Negative magnetization and exchange bias effect in Ni$_{\mathrm{1.4}}$Mn$_{\mathrm{2}}$Ga$_{\mathrm{0.6}}$

Ni-Mn-X$_{\mathrm{\thinspace }}$based Heusler alloys have attracted significant interest in recent years due to their multifunctional properties. Exchange bias (EB) is one such property that results from competing magnetic interactions in these alloys. The EB effect is typically observed in materials where ferromagnetic (FM) and antiferromagnetic (AFM) interactions co-exist. Since the discovery of EB effect in CoO (AFM) coated Co (FM) nanoparticles by Meikle John and Bean in 1956, a significant amount of research efforts have been made on this subject.

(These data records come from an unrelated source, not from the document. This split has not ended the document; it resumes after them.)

PR #200, opened 2024-01-23
Use logos without text in docs

### LINKED ISSUE #199: logo icons
Same fix in two places:

1.  The icon used for web tabs shouldn't have "BridgeStan" under it.  It's way too small.

2.  On the doc pages, the icon used in upper left also shouldn't have "BridgeStan" under it because we include the name to the right.

The logo with the name under it will be good for standalone use.

WardBrian:
Closes #199


bob-carpenter (approved):
Thanks!

Issue #203, opened 2024-01-28
github.io page outdated


avehtari:
Page https://roualdes.github.io/bridgestan/latest/languages/r.html mentions `rng_seed`, but the code requires `seed`

bob-carpenter:
Closed with PR #204

PR #204, opened 2024-01-29
Update r.md from rng_seed to seed

bob-carpenter:
Changes `rng_seed` to `seed` in R documentation. 

Searched rest of doc to make sure it didn't appear elsewhere.

Fixes issue #203


WardBrian:
Thanks. This got missed way back in #98 

I'm going to look again into having R docs built automatically from the code like we have for everything else.

PR #205, opened 2024-01-29
Automate R docs build from roxygen comments

WardBrian:
Following on to #203 #204, this adds automated build support for the docs in R like we have in Julia and C++.

The online docs will now stay up to date with the documentation in the code. 

Like with Julia and C++, if the user doesn't have R locally the docs will still build, this section just will not update.


roualdes (approved):
This all seems good to me.  Thanks, Brian and Genentech apparently.

Issue #111, opened 2023-04-25
Deadlock on Windows when unloading libraries in several threads


aseyboldt:
While working on the rust backend we noticed problems that appear when stan modules are loaded and unloaded in separate threads.

On windows we see a deadlock under the following conditions:

Start three threads. Load stan module `A` in the first thread, while the other threads wait. Load module `B` in the second thread. Then, unload module `A` in the first thread and exit the thread. And last, try to load module `C` in the third thread. This will deadlock. From some debugging it seems that the second thread actually died somewhere while exiting.
This exact behavior seems to depend on the compiler or tbb version, because if we compile the stan model with clang or msvc instead of mingw and a recent TBB, we do not see the same issue (see https://github.com/roualdes/bridgestan/pull/105#issuecomment-1519113113)

This might be related to TBB, we found some issues that look at bit similar to this on the TBB bugtracker (https://github.com/roualdes/bridgestan/pull/105#issuecomment-1519121253).

A reproducer using the rust backend can be found here: https://github.com/aseyboldt/bridgestan/blob/main/rust/tests/create_models.rs#L236

There also seem to be some sporadic issues involving library unloading on linux as well however. With compilation settings `O=0` and enabled library unloading I observed a couple of sporadic segfaults when I ran the rust test. In a debugger it looked like the regular expression [here](https://github.com/stan-dev/stan/blob/dbc40e016c092209bd2262bfa02626ad4930fda6/src/stan/io/json/json_data_handler.hpp#L174) was not correctly initialized. I don't know for sure that this is related to unloading the libraries, but I've never seen that issue without it. And I think that since c++11 initialization of static variables should actually be [thread safe](https://en.cppreference.com/w/cpp/language/storage_duration#Static_local_variables).

(cc @WardBrian Feel free to add or modify the summary as you like)

aseyboldt:
I guess if I had checked the libloading issues a bit more thoroughly I might have saved myself quite a bit of time...

https://github.com/nagisa/rust_libloading/issues/41
https://github.com/nagisa/rust_libloading/issues/5

PR #212, opened 2024-02-15
implement BridgeStan download and module compilation on Rust

randommm:
Implement BridgeStan download and module compilation on Rust.

Fixes issue #100


rust/src/download_compile.rs
```diff
@@ -0,0 +1,108 @@
...
+
+        println!("Finished downloading BridgeStan");
+    }
+
+    Ok(bs_path_download_join_version)
+}
+
+/// Compile a Stan Model given a stan_file and the path to BridgeStan
+/// if None, then calls get_bridgestan_src() to download BridgeStan
+pub fn compile_model(stan_file: PathBuf, bs_path: Option<PathBuf>) -> Result<PathBuf> {
```
WardBrian, line 66: It would be nice to pass extra args like we do in the other language. In particular, adding `STANCFLAGS+=--include-paths=.` is needed for a lot of stan code "in the wild"

rust/tests/model.rs
WardBrian, line 1: Would you mind adding some tests specific to the new functionality?

WardBrian (changes requested):
Thank you for taking this on! A few thoughts on what is here so far

randommm:
> Thank you for taking this on! A few thoughts on what is here so far

okay, all done

WardBrian:
You may have to skip some of the compile tests on Windows for Rust, since we never unload libraries (#111) and Windows locks the file of loaded libraries

randommm:
i see, what about Mac? it seems to give some weird error that is hard to understand.

randommm:
there also seems to be some toolchain problem on Windows, lack of mingw, so it's unable to compile the example.

rust/README.md
```diff
@@ -9,44 +9,24 @@ natively from Rust.
 Internally, it relies on [`bindgen`](https://docs.rs/bindgen/) and
 [`libloading`](https://docs.rs/libloading/).
 
-## Compiling the model
-
-The Rust wrapper does not currently have any functionality to compile Stan models.
-Compiled shared libraries need to be built manually using `make` or with the Julia
-or Python bindings.
-
-For safety reasons all Stan models need to be installed with `STAN_THREADS=true`.
```
WardBrian, line 18: I think this and the later note about how an error will be thrown at runtime if it is not are still worth saying, if a user is using a library compiled from outside of their Rust program.

rust/.vscode/settings.json
WardBrian, line 1: Could you remove this file?

.github/workflows/main.yaml
```diff
@@ -290,5 +289,5 @@ jobs:
         run: |
           cargo clippy
           cargo fmt --check
-          cargo run --example=example
-          cargo test --verbose
+          cargo run --example=example --features compile-stan-model
+          cargo test --verbose --features compile-stan-model -- --test-threads=1
```
WardBrian, line 293: I'm a bit concerned that --test-threads=1 will have some impact on our other tests, but I don't recall entirely what it means. I think @aseyboldt and I discussed this when the rust bindings were initially developed

rust/src/download_compile.rs
```diff
@@ -0,0 +1,133 @@
...
+
+    let cmd = [
+        &[output.to_str().unwrap_or_default()],
+        make_args.as_slice(),
+        stanc_args.as_slice(),
+    ]
+    .concat();
+
+    println!("Compiling model");
+    let proc = std::process::Command::new("make")
```
WardBrian, line 117: I suspect this is why it was failing on Windows - the make command needed there is `mingw32-make`, not `make`

rust/src/bs_safe.rs
```diff
@@ -101,9 +103,17 @@ pub enum BridgeStanError {
     /// Setting a print-callback failed.
     #[error("Failed to set a print-callback: {0}")]
     SetCallbackFailed(String),
+    #[cfg(feature = "compile-stan-model")]
```
WardBrian, line 106: This is a question because I'm still relatively new to Rust: is putting specific parts of an enum behind a config a fine thing to do?

I guess the enum is already `non_exhaustive`, so it seems fine, but wanted to ask

rust/src/download_compile.rs
```diff
@@ -0,0 +1,133 @@
...
+
+    let bs_path_download_temp = homedir.join(".bridgestan_tmp_dir");
+    let bs_path_download = homedir.join(".bridgestan");
+
+    let bs_path_download_temp_join_version =
+        bs_path_download_temp.join(format!("bridgestan-{VERSION}"));
+    let bs_path_download_join_version = bs_path_download.join(format!("bridgestan-{VERSION}"));
+
+    if !bs_path_download_join_version.exists() {
+        println!("Downloading BridgeStan");
```
WardBrian, line 26: I know we do it in the other languages, but for some reason printing here feels less appropriate than in the scripting languages. OTOH, we do want to let people know what we're doing.

WardBrian (changes requested):
Thanks again. A few more comments below.

I'm also going to ask @aseyboldt if he would be willing to take a look at this

rust/README.md
randommm: Fair point, the reason i removed it is that if the model compile method is invoked, then it will recompile the model if it wasn't compiled with stan threads previously, but it's true that there is always a risk of someone not calling the compile method

.github/workflows/main.yaml
randommm: This is the number of threads that are ran in parallel, the reason I added this is because there is a race condition on the compile test because it deletes the .so file before proceding with the compilation and this can interfere with the other tests.

randommm: as an alternative i've added a "ignore" flag to this new test case (on the rust file), so then `cargo test` won't run it. So, then added a new line to main.yaml to run just this test after the other ones.

rust/src/download_compile.rs
randommm: I think you're right, I changed the code to use log::info instead of println

rust/src/bs_safe.rs
randommm: tricky question, according to my reading of this discussion https://www.reddit.com/r/rust/comments/xyik51/is_feature_gating_some_varaints_of_an_enum_a_bad/ it is acceptable if the enum is non_exhaustive, it's a controversial topic like, e.g. some people are against the use of box leak no matter what.

rust/Cargo.toml
```diff
@@ -11,10 +11,24 @@ homepage = "https://roualdes.github.io/bridgestan/latest/"
...
 thiserror = "1.0.40"
+ureq = { version = "2.7", optional = true }
+tar = { version = "0.4", optional = true }
+flate2 = { version = "1.0", optional = true }
+dirs = { version = "5.0", optional = true }
+path-absolutize = { version = "3.1", optional = true }
+log = { version = "0.4", optional = true }
+
+[features]
+compile-stan-model = ["ureq", "tar", "flate2", "dirs", "path-absolutize", "log"]
```
aseyboldt, line 22: I think we should not expose the optional dependencies as features, ie use the "dep:cratename" syntax mentioned here: https://doc.rust-lang.org/cargo/reference/features.html#optional-dependencies

rust/src/download_compile.rs
```diff
@@ -0,0 +1,139 @@
...
+    P: AsRef<Path>,
+{
+    let bs_path = match bs_path {
+        Some(path) => path.as_ref().to_owned(),
+        None => get_bridgestan_src()?,
+    };
+
+    let stan_file = stan_file
+        .as_ref()
+        .absolutize()
```
aseyboldt, line 88: Why not https://doc.rust-lang.org/std/fs/fn.canonicalize.html
Couldn't we drop the path_absolutize dep then?

rust/src/download_compile.rs
```diff
@@ -0,0 +1,139 @@
...
+        ));
+    }
+
+    // add _model suffix and change extension to .so
+    let output = stan_file.with_extension("");
+    let output = output.with_file_name(format!(
+        "{}_model",
+        output.file_name().unwrap_or_default().to_string_lossy()
+    ));
+    let output = output.with_extension("so");
```
aseyboldt, line 103: Maybe use https://doc.rust-lang.org/std/env/consts/constant.DLL_EXTENSION.html

rust/src/download_compile.rs
```diff
@@ -0,0 +1,139 @@
...
+
+    let stanc_args = [["--include-paths=."].as_slice(), stanc_args.as_slice()].concat();
```
aseyboldt, line 105: Why do we need the include-paths here?

rust/src/download_compile.rs
```diff
@@ -0,0 +1,139 @@
...
+    } else {
+        "make"
+    };
+    let proc = std::process::Command::new(make)
+        .args(cmd)
+        .current_dir(bs_path)
+        .env("STAN_THREADS", "true")
+        .output()
+        .map_err(|e| BridgeStanError::ModelCompilingFailed(e.to_string()))?;
+    info!("Finished compiling model");
```
aseyboldt, line 129: Maybe move to after the error check?

.github/workflows/main.yaml
```diff
@@ -290,5 +289,6 @@ jobs:
         run: |
           cargo clippy
           cargo fmt --check
-          cargo run --example=example
-          cargo test --verbose
+          cargo run --example=example --features compile-stan-model
+          cargo test --verbose --features compile-stan-model
+          cargo test --verbose --features compile-stan-model model_compiling -- --ignored
```
aseyboldt, line 294: I think we should test without the compile feature as well, just to make sure the `if cfg` are all correct.

aseyboldt (changes requested):
Sorry for the late reply...
@randommm Thank you for tackling this, I think I could use this in a couple of places myself.

I marked a couple relatively minor issues that I think should be pretty easy to fix.

I think I'd be fine with the PR if they are addressed, but there are two more other things that I'd also love to have, but they might be a bit more involved:

- Right now it is not obvious for a user of the API that some additional software is being downloaded. This has security implications, as that software could do anything it wants in theory. Maybe we could change the API a bit so that this is at least less hidden?
Maybe we also want to check the downloaded stan version somehow? If we tie it to a specific release we could just use a checksum I guess? Although I'm actually not sure how we'd best do that given that the file we want to download contains the repo, which would have to include the checksum...
- The model compilation function doesn't really work properly if used concurrently, even though nothing on the API side indicates that this is the case. I guess strictly speaking this probably isn't against the safety guarantees of rust, but it still seems to be against the spirit of those (I guess this is why you had to disable the test, or disable testing in parallel). Unfortunately this doesn't seem to be trivial to fix. We could just have a global Mutex that protects the compilation, but that would still fail if multiple independent processes try to compile models in parallel? (@WardBrian Is this something that has been looked into on the stan side?) Maybe we could use some locking mechanism to avoid this? So for instance we could add a `compiler_lock` file in the stan repository, and use fslock on that file to prevent other processes from using the stan installation at the same time. And then we could expose that on the rust side using something like:

```rust
bridgestan::Compiler::new()
    .ensure_download()?
    .lock()  // calls fslock on the lockfile inside the downloaded code
    .comile_model(path_to_model)?
// drop of the lock guard unlocks the lockfile
```

rust/src/download_compile.rs
randommm: this has some terrible "bug" on windows https://github.com/rust-lang/rust/issues/42869 It was hitting the CI/CD a few commits ago if you wish to check. I think std::path::absolute https://doc.rust-lang.org/std/path/fn.absolute.html would work here but is nightly.

rust/src/download_compile.rs
randommm: I thought about this too, but it seems that the Python interface always create a file .so extension, so i imagined this is intended?

rust/src/download_compile.rs
randommm: was included on Python binding so i thought it was usefull somehow https://github.com/roualdes/bridgestan/blob/b41f83b61571d4744ba5521a73d98a0c51fdd143/python/bridgestan/compile.py#L124

rust/src/bs_safe.rs
randommm: @aseyboldt could you share your opinion on this?

rust/Cargo.toml
randommm: well spotted, thanks! I've read this part of the Cargo book more than once but forgot about the implicit feature creation

WardBrian:
> We could just have a global Mutex that protects the compilation, but that would still fail if multiple independent processes try to compile models in parallel? (@WardBrian Is this something that has been looked into on the stan side?)

This is an unfortunate consequence of Stan really only supporting in-tree builds. This has been frustrating for [other reasons](https://github.com/stan-dev/cmdstan/issues/1175), I don't think this specific one has come up though. 

The right thing to do if concurrent builds are requested is to do them all in the same call to `make` and let `make`'s jobserver do it, but that seems very difficult to expose in a meaningful way. I guess the compile function could take a list of filenames, but that also seems cumbersome.

randommm:
> * I guess this is why you had to disable the test, or disable testing in parallel

Not exactly, it was just that i needed to delete the .so file before asking the function to compile the model, otherwise the function would skip compilation as the file already exists.

The problem then arises because other tests expect the .so file to exist in the meantime (they don't try to compile it first), so they will fail if they started after the file was deleted.

However, i think that if two processes tried to compile at the same time, i imagine that at least on Linux these wouldn't be a problem (on Windows, idk, conflict of two process opening the same file?).

randommm:
> > We could just have a global Mutex that protects the compilation, but that would still fail if multiple independent processes try to compile models in parallel? (@WardBrian Is this something that has been looked into on the stan side?)
> 
> This is an unfortunate consequence of Stan really only supporting in-tree builds. This has been frustrating for [other reasons](https://github.com/stan-dev/cmdstan/issues/1175), I don't think this specific one has come up though.
> 
> The right thing to do if concurrent builds are requested is to do them all in the same call to `make` and let `make`'s jobserver do it, but that seems very difficult to expose in a meaningful way. I guess the compile function could take a list of filenames, but that also seems cumbersome.

so right now, if two processes call make at the same time, bad things happen? I haven't tried but imagined that it wouldn't be bad on Linux

WardBrian:
I think it would be fine after the initial build? But if nothing has been successfully built yet I think you could definitely get a filesystem race on things like `main.o` that are built once and then re-used

rust/src/download_compile.rs
randommm: okay, see 86e9ee8e2997caa4b8cd713b2ecb54bc6ce0ca75

.github/workflows/main.yaml
randommm: done

randommm:
>   Maybe we also want to check the downloaded stan version somehow? If we tie it to a specific release we could just use a checksum I guess? Although I'm actually not sure how we'd best do that given that the file we want to download contains the repo, which would have to include the checksum...

Check commit fab21a7c2a6b0355 for a possible solution. The disadvantage is that will be download an outdated version of bridgestan, so not sure if this can cause a chicken and egg issue in the future in case ABI changes edge cases.

rust/src/bs_safe.rs
aseyboldt: I'm not sure either. I guess I'd rather not gate it, and have the variant in the enum all the time.

rust/src/download_compile.rs
aseyboldt: Oh no...
Maybe we could add a comment and mention that we can switch to https://doc.rust-lang.org/std/path/fn.absolute.html when that is stable?

rust/src/download_compile.rs
WardBrian: A lot of Stan programs in the wild want to be able to do includes relative to their current directory, which requires this extra flag. Most other interfaces to Stan pass it by default, so it's done here to match user expectations. 

Depending on how you invoke `make` you need to make sure the path you're including is the directory the model is in, not the bridgestan folder.

WardBrian:
> The disadvantage is that will be download an outdated version of bridgestan, so not sure if this can cause a chicken and egg issue in the future in case ABI changes edge cases.

I think this would definitely cause problems. Even lacking a major version bump, this would break even during minor version bumps if the new feature required new functions in the C++ layer.

You could instead do what we do for Julia:
We store the SHA of the [current version of the source,](https://github.com/roualdes/bridgestan/blob/main/julia/Artifacts.toml) before updating the Julia code itself in the release action
https://github.com/roualdes/bridgestan/blob/b41f83b61571d4744ba5521a73d98a0c51fdd143/.github/workflows/release.yaml#L61-L65

We could also start creating a tarball that is _only_ the C++ (this is probably a good idea for several reasons) which would make this chicken-egg problem easier

rust/src/download_compile.rs
aseyboldt: Makes sense. I think we need to change it then so that we use the original dir.

rust/src/download_compile.rs
randommm: okay, added the comments

rust/src/download_compile.rs
randommm: should be fixed now

randommm:
finally managed to fix the build on macos now!

randommm:
@WardBrian @aseyboldt made the API a little more clear now regarding that bridgestan is being download, and also easier to point to a custom bridgestan dir. I think that the checksum and the lock dir would be better fit as others issues/PRs.

rust/Cargo.toml
```diff
@@ -11,10 +11,24 @@ homepage = "https://roualdes.github.io/bridgestan/latest/"
...
 thiserror = "1.0.40"
+ureq = { version = "2.7", optional = true }
+tar = { version = "0.4", optional = true }
+flate2 = { version = "1.0", optional = true }
+dirs = { version = "5.0", optional = true }
+path-absolutize = { version = "3.1", optional = true }
+log = { version = "0.4", optional = true }
+
+[features]
+compile-stan-model = ["dep:ureq", "dep:tar", "dep:flate2", "dep:dirs", "dep:path-absolutize", "dep:log"]
```
WardBrian, line 22: Thanks for the changes. I'll let @aseyboldt comment on the ones he suggested, but this is looking pretty good from my end. 

I've given this some more thought and realized that almost all of these dependencies are not specific to _compilation_, but rather they're all for the "download the source if you don't have it" feature (right?).

Would it be reasonable to have _that_ be what is gated behind a feature? If the crate wasn't compiled with that and can't find the sources, it could unconditionally return the DownloadFailed error with a message saying so.

randommm: this is a good point, also helps on the security matter mentioned by @aseyboldt

rust/README.md
```diff
@@ -32,21 +29,25 @@ path = bridgestan.compile_model("stan_model.stan", make_args=["STAN_THREADS=true
...
+// The path to the Stan model
 let path = Path::new(env!["CARGO_MANIFEST_DIR"])
     .parent()
     .unwrap()
-    .join("test_models/simple/simple_model.so");
+    .join("test_models/simple/simple.stan");
+
+let bs_path = download_bridgestan_src().unwrap();
+// The path to the compiled model
+let path = compile_model(bs_path, path, vec![], vec![]).expect("Could not compile Stan model.");
```
WardBrian, line 49: Could we do something similar to the other examples and have this be a relative path (with the download option commented out as an example?)?

E.g.:
https://github.com/roualdes/bridgestan/blob/ef1f98694b9c6236e2d0b96eba025e864150e2de/julia/example.jl#L5-L9

rust/examples/example.rs
```diff
@@ -1,14 +1,25 @@
...
+    // The path to the Stan model
     let path = Path::new(env!["CARGO_MANIFEST_DIR"])
         .parent()
         .unwrap()
-        .join("test_models/simple/simple_model.so");
+        .join("test_models")
+        .join("simple")
+        .join("simple.stan");
+
+    let bs_path = download_bridgestan_src().unwrap();
```
WardBrian, line 19: Same as above: relative path pointing to the repo root?

rust/tests/model.rs
```diff
@@ -25,17 +25,83 @@ fn throw_data() {
...
+    let mut base = model_dir();
+    base.push(name);
+    let lib_path = base.join(format!("{}_model.so", name));
+    let stan_path = base.join(format!("{}.stan", name));
+    remove_file(lib_path).unwrap();
+
+    let homedir = dirs::home_dir().unwrap();
+    let bs_path_download = homedir.join(".bridgestan");
+    let bs_path_download_join_version =
+        bs_path_download.join(format!("bridgestan-{}", bridgestan::VERSION));
```
WardBrian, line 68: To more similarly match our other tests on other platforms, could we use the `$BRIDGESTAN` environment variable? This is particularly useful because it lets us test `VERSION+1`, where as this test assumes always that the compilation code will also work with the currently released version.

It also then does not need to rely on the download feature.

rust/tests/model.rs
```diff
@@ -25,17 +25,83 @@ fn throw_data() {
...
+    use common::model_dir;
+    use std::fs::remove_file;
+
+    let name = "stdnormal";
+    let mut base = model_dir();
+    base.push(name);
+    let lib_path = base.join(format!("{}_model.so", name));
+    let stan_path = base.join(format!("{}.stan", name));
+    remove_file(lib_path).unwrap();
+    let bs_path = download_bridgestan_src().unwrap();
```
WardBrian, line 98: Could this test be a bit more basic and just test that e.g. the path returned by downloading has a subfolder called `stan` and a file called `makefile`? I don't think there is anything necessary about testing compilation alongside the download, independent of the above test of just compilation?

rust/src/download.rs
```diff
@@ -0,0 +1,62 @@
...
+use std::{env::temp_dir, fs, path::PathBuf};
+use tar::Archive;
+
+/// Download and unzip the BridgeStan source distribution for this version
+/// to ~/.bridgestan/bridgestan-version
+pub fn download_bridgestan_src() -> Result<PathBuf> {
+    let homedir = dirs::home_dir().unwrap_or(temp_dir());
+
+    let bs_path_download_temp = homedir.join(".bridgestan_tmp_dir");
+    let bs_path_download = homedir.join(".bridgestan");
```
WardBrian, line 14: [optional, if not in this PR I will circle back around to do it eventually] It would be nice to have a similar warning to what we do in Python if a lot of these exist:

https://github.com/roualdes/bridgestan/blob/ef1f98694b9c6236e2d0b96eba025e864150e2de/python/bridgestan/compile.py#L73-L78

rust/src/compile.rs
```diff
@@ -0,0 +1,94 @@
...
+
+/// Compile a Stan Model given the path to BridgeStan and to a stan_file
+pub fn compile_model<P>(
+    bs_path: P,
+    stan_file: P,
+    stanc_args: Vec<&str>,
+    make_args: Vec<&str>,
+) -> Result<PathBuf>
+where
+    P: AsRef<Path>,
```
WardBrian, line 14: Question as much for @aseyboldt as @randommm: The `AsRef<Path>` generic is the canonical example I have seen for the [Non-Generic Inner Function](https://www.possiblerust.com/pattern/non-generic-inner-functions) pattern: do we care about doing something like that here? I have no sense of if this is useful outside things like stdlib functions you expected to get called in many different ways

WardBrian (commented):
The following are hopefully my final comments, focusing on some edge cases in the example and tests. 

I'd still like @aseyboldt do give another look over for any Rust nits I'm missing. But I think this is very good!

rust/src/compile.rs
randommm: fair point, idk, it was just a convenience to the user, but i think it's not worth the need for monomorphisations and such, so i've removed it.

rust/tests/model.rs
```diff
@@ -25,30 +25,81 @@ fn throw_data() {
...
+    let mut grad = [0f64];
+    let logp = model
+        .log_density_gradient(&theta[..], false, true, &mut grad[..])
+        .unwrap();
+    assert_ulps_eq!(logp, (2. * PI).sqrt().recip().ln() - 0.5);
+    assert_ulps_eq!(grad[0], -1f64);
+}
+
+#[cfg(feature = "download-bridgestan-src")]
+#[cfg(target_family = "unix")]
```
WardBrian, line 84: This should be platform independent

rust/tests/model.rs
```diff
@@ -25,30 +25,81 @@ fn throw_data() {
...
         .unwrap();
     assert_ulps_eq!(logp, (2. * PI).sqrt().recip().ln() - 0.5);
     assert_ulps_eq!(grad[0], -1f64);
 }
 
+// Note: this test does not require download-bridgestan-src feature
+// but it assumes that bridgestan_src is on the home folder
+// one way to have that assumption met is by running the example or
+// the model_downloading_and_compiling test before running this test
+#[cfg(target_family = "unix")]
```
WardBrian, line 50: Does this still require unix-only when it is run on its own due to the `[ignore]`?

WardBrian (approved):
This looks good to me. I left two tiny questions about the tests, and I would still appreciate if @aseyboldt could have a look before merging.

Thanks again!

Here, we have performed an experimental study on the magnetic and exchange bias properties of polycrystalline Ni$_{\mathrm{1.4}}$Mn$_{\mathrm{2}}$Ga$_{\mathrm{0.6}}_{\mathrm{\mathbf{\thinspace }}}$alloy by X-ray diffraction, dc magnetization, and ac susceptibility measurements. The material exhibits a ferromagnetic Curie temperature of $\sim $300 K. The magnetization versus field data obtained at 5 K under zero field condition exhibits a double shifted hysteresis loop that disappears at higher temperatures. When the sample is cooled from room temperature to 5 K in applied magnetic fields, exchange bias is observed, whose magnitude is strongly dependent on the cooling field. A maximum exchange bias field of 730 Oe is observed under field cooling condition at 5 K. A negative magnetization is observed in the magnetization versus temperature data obtained at magnetic fields smaller than 75 Oe. The experimental results are explained in terms of the competing ferromagnetic and antiferromagnetic exchange interaction that exist in the materials due to the Mn atoms occupying multiple crystalline sites resulting in a spin glass-type frustrated ground state.